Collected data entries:
------------------------------------

PR #68, opened 2020-04-01
dont send if error is processed by failure cb

chylli-binary:


lib/Mojo/WebSocketProxy/Backend/JSONRPC.pm
```diff
@@ -119,14 +119,16 @@ sub call_rpc {
                     my $tx = $client->tx;
                     $req_storage->{req_url} = $tx->req->url;
                     my $err = $tx->error;
-                    $rpc_failure_cb->(
+                    my $cb_processed_totally;
+                    $cb_processed_totally = $rpc_failure_cb->(
```
billmarriott-binary, line 123: IIUC we are only using `rpc_failure_cb` in one other call. Why don't we just stop returning anything if a callback is defined? IMO this would make sense for all situations.

chylli-binary: Yes you are right. Will do it.

lib/Mojo/WebSocketProxy/Backend/JSONRPC.pm
```diff
@@ -119,16 +120,15 @@ sub call_rpc {
...
+                    $rpc_failure_cb->(
                         $c, $res,
                         $req_storage,
                         {
                             code    => $err->{code},
                             message => $err->{message},
                             type    => 'WrongResponse',
                         }) if $rpc_failure_cb;
-                    return if $cb_processed_totally;
+                    return if $failure_block_response;
```
billmarriott-binary, line 132: Actually I was thinking of a flag `block_response` that would block all responses, success or failure. What do you think?

chylli-binary: Sorry I misunderstand your last comment. To be honest it is out of this card. I don't know if it will cause some strage behavior . But I think it is a good idea, and I guess it has no big problem.

chylli-binary: Let me do it now.

lib/Mojo/WebSocketProxy/Backend/JSONRPC.pm
```diff
@@ -92,6 +92,8 @@ sub call_rpc {
     my $after_got_rpc_response_hook  = delete($req_storage->{after_got_rpc_response})  || [];
     my $before_call_hook             = delete($req_storage->{before_call})             || [];
     my $rpc_failure_cb               = delete($req_storage->{rpc_failure_cb});
+    # This flag will decide whether it should send back response.
```
michaelmueller-binary, line 95: can you expand this comment a bit.  Maybe add when this would be useful. and explain that it stops the response ever being sent to the client.

chylli-binary: Done.

lib/Mojo/WebSocketProxy/Backend/JSONRPC.pm
```diff
@@ -92,6 +92,10 @@ sub call_rpc {
     my $after_got_rpc_response_hook  = delete($req_storage->{after_got_rpc_response})  || [];
     my $before_call_hook             = delete($req_storage->{before_call})             || [];
     my $rpc_failure_cb               = delete($req_storage->{rpc_failure_cb});
+    # If this flag true, then proxy will not send the rpc response to the client back.
```
michaelmueller-binary, line 95:
```suggestion
    # If this flag true, then proxy will not send the rpc response back to the clien.
```

lib/Mojo/WebSocketProxy/Backend/JSONRPC.pm
```diff
@@ -92,6 +92,10 @@ sub call_rpc {
...
+    # It is very useful when websocket app itself (not websocket client) want to get information from rpc.
```
michaelmueller-binary, line 96:
```suggestion
    # It is very useful when the websocket app itself (not websocket client) wants to get information from rpc.
```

------------------------------------

_Task to carry out_:
The answer must reproduce all of the entries exactly.

_Solution to this exercise_:
PR #68, opened 2020-04-01
dont send if error is processed by failure cb

chylli-binary:


lib/Mojo/WebSocketProxy/Backend/JSONRPC.pm
```diff
@@ -119,14 +119,16 @@ sub call_rpc {
                     my $tx = $client->tx;
                     $req_storage->{req_url} = $tx->req->url;
                     my $err = $tx->error;
-                    $rpc_failure_cb->(
+                    my $cb_processed_totally;
+                    $cb_processed_totally = $rpc_failure_cb->(
```
billmarriott-binary, line 123: IIUC we are only using `rpc_failure_cb` in one other call. Why don't we just stop returning anything if a callback is defined? IMO this would make sense for all situations.

chylli-binary: Yes you are right. Will do it.

lib/Mojo/WebSocketProxy/Backend/JSONRPC.pm
```diff
@@ -119,16 +120,15 @@ sub call_rpc {
...
+                    $rpc_failure_cb->(
                         $c, $res,
                         $req_storage,
                         {
                             code    => $err->{code},
                             message => $err->{message},
                             type    => 'WrongResponse',
                         }) if $rpc_failure_cb;
-                    return if $cb_processed_totally;
+                    return if $failure_block_response;
```
billmarriott-binary, line 132: Actually I was thinking of a flag `block_response` that would block all responses, success or failure. What do you think?

chylli-binary: Sorry I misunderstand your last comment. To be honest it is out of this card. I don't know if it will cause some strage behavior . But I think it is a good idea, and I guess it has no big problem.

chylli-binary: Let me do it now.

lib/Mojo/WebSocketProxy/Backend/JSONRPC.pm
```diff
@@ -92,6 +92,8 @@ sub call_rpc {
     my $after_got_rpc_response_hook  = delete($req_storage->{after_got_rpc_response})  || [];
     my $before_call_hook             = delete($req_storage->{before_call})             || [];
     my $rpc_failure_cb               = delete($req_storage->{rpc_failure_cb});
+    # This flag will decide whether it should send back response.
```
michaelmueller-binary, line 95: can you expand this comment a bit.  Maybe add when this would be useful. and explain that it stops the response ever being sent to the client.

chylli-binary: Done.

lib/Mojo/WebSocketProxy/Backend/JSONRPC.pm
```diff
@@ -92,6 +92,10 @@ sub call_rpc {
     my $after_got_rpc_response_hook  = delete($req_storage->{after_got_rpc_response})  || [];
     my $before_call_hook             = delete($req_storage->{before_call})             || [];
     my $rpc_failure_cb               = delete($req_storage->{rpc_failure_cb});
+    # If this flag true, then proxy will not send the rpc response to the client back.
```
michaelmueller-binary, line 95:
```suggestion
    # If this flag true, then proxy will not send the rpc response back to the clien.
```

lib/Mojo/WebSocketProxy/Backend/JSONRPC.pm
```diff
@@ -92,6 +92,10 @@ sub call_rpc {
...
+    # It is very useful when websocket app itself (not websocket client) want to get information from rpc.
```
michaelmueller-binary, line 96:
```suggestion
    # It is very useful when the websocket app itself (not websocket client) wants to get information from rpc.
```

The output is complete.